Issue #8114, opened 2025-11-13
[Issue] Right click personnel breaks hard and persists through save, close, and reload.


trent1098s:
### Brief Description *

I managed to get my personnel list in to an unusable state. I had applied several prosthetics via right click menu. Was looking through personnel, noticed an illiterate staff member w/ 50ish XP available. Went to right click to give them a point in language/any and got this error popup:

<img width="637" height="199" alt="Image" src="https://github.com/user-attachments/assets/7a3cf1cd-4d0f-4f7a-aa9a-f0d025cc23e9" />

Thereafter, ANY staff member I right click on shows the same error; I can no longer interact with staff via right click.

### 3. Steps to Reproduce

as above

### Attach Files

[mekhq.log](https://github.com/user-attachments/files/23533830/mekhq.log)

[The Smoke and Mirrors30690125a.cpnx.gz](https://github.com/user-attachments/files/23533832/The.Smoke.and.Mirrors30690125a.cpnx.gz)

[customs.zip](https://github.com/user-attachments/files/23533834/customs.zip)

### Severity *

Critical (Game-breaking/Crash): The game crashes or a core feature (like saving, loading, or network connection) is completely unusable.

### MekHQ Suite Version *

50.10 Dev environment on main

### Operating System *

Windows 11

### Java Version *

Adoptium 17

### Final Verification

- [x] I confirm this is a single, unique issue that hasn't been reported before
- [x] I have filled and provided all necessary information above
- [x] I have included any and all logs, custom units, and CPNX (save) files
- [x] I have asked on MegaMek Discord about this issue
- [x] I have confirmed this issue is being opened on the correct repository: MegaMek, MegaMekLab, or MekHQ

trent1098s:
Fixed in #8116

PR #8116, opened 2025-11-13
Fix for breaking error on right click of personnel, in Academy skills list

trent1098s:
Fixes issue #8114


IllianiBird (approved):

MekHQ/src/mekhq/campaign/personnel/education/Academy.java
```diff
@@ -1019,6 +1019,8 @@ public static String skillParser(String skill) {
             case "interest/other" -> SkillType.S_INTEREST_OTHER;
             case "interrogation" -> SkillType.S_INTERROGATION;
             case "investigation" -> SkillType.S_INVESTIGATION;
+            //skill string is stored both plural and not plural in some cases
+            case "language/any" -> SkillType.S_LANGUAGES;
             case "languages/any" -> SkillType.S_LANGUAGES;
```
IllianiBird, line 1024: This is unnecessary, it's far better to fix the root cause than to apply a bandaid. I'd like to see this as `language/any` only. I'm fixing the data portion now, which is the root cause.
* * * * * * *
### TASK BRIEF
Please write out, exactly as they appear, the line that contains "PR #8116, opened 2025-11-13" and every line after it up to the end of the entries above, and no others.

### EXPECTED ANSWER
PR #8116, opened 2025-11-13
Fix for breaking error on right click of personnel, in Academy skills list

trent1098s:
Fixes issue #8114


IllianiBird (approved):

MekHQ/src/mekhq/campaign/personnel/education/Academy.java
```diff
@@ -1019,6 +1019,8 @@ public static String skillParser(String skill) {
             case "interest/other" -> SkillType.S_INTEREST_OTHER;
             case "interrogation" -> SkillType.S_INTERROGATION;
             case "investigation" -> SkillType.S_INVESTIGATION;
+            //skill string is stored both plural and not plural in some cases
+            case "language/any" -> SkillType.S_LANGUAGES;
             case "languages/any" -> SkillType.S_LANGUAGES;
```
IllianiBird, line 1024: This is unnecessary, it's far better to fix the root cause than to apply a bandaid. I'd like to see this as `language/any` only. I'm fixing the data portion now, which is the root cause.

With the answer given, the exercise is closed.